The required result is each line of the entries below containing the string "message".

■ **PROVIDED RECORDS**:
· · · · · · ·
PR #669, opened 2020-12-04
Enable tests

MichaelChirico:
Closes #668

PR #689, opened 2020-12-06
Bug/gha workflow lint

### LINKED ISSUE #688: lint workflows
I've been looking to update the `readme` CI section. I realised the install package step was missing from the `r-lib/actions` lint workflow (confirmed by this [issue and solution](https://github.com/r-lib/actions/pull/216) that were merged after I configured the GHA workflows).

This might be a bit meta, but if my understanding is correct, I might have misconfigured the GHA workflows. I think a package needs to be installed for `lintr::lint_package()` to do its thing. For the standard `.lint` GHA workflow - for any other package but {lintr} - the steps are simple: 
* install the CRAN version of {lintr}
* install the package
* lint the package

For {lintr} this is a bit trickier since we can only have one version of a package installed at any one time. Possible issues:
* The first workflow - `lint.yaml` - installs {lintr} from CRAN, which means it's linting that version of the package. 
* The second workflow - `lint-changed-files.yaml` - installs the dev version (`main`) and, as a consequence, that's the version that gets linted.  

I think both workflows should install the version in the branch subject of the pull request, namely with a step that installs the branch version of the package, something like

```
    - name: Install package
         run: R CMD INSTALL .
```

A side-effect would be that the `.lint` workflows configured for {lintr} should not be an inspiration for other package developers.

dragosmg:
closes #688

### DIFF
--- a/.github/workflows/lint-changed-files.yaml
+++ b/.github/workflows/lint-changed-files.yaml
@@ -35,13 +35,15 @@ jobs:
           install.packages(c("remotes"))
· · · · · · ·
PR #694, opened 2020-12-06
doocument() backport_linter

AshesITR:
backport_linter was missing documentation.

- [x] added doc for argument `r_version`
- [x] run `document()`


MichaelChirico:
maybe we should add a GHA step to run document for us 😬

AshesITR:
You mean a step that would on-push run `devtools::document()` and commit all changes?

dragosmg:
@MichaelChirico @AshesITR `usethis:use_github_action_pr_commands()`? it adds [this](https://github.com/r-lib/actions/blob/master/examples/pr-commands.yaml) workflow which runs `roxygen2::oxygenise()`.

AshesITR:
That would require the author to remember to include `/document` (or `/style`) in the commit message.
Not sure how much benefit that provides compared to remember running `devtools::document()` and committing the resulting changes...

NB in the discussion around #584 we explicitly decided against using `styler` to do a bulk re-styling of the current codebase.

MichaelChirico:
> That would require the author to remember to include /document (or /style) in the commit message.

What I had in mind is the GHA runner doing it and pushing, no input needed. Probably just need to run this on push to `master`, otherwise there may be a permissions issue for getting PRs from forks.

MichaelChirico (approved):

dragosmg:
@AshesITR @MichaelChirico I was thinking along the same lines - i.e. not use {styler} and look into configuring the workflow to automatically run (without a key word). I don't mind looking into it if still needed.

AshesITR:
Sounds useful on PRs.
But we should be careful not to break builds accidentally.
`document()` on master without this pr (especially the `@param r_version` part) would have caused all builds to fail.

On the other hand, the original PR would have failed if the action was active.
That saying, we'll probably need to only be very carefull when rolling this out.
· · · · · · ·
■ **YOUR SOLUTION**:
That would require the author to remember to include `/document` (or `/style`) in the commit message.
> That would require the author to remember to include /document (or /style) in the commit message.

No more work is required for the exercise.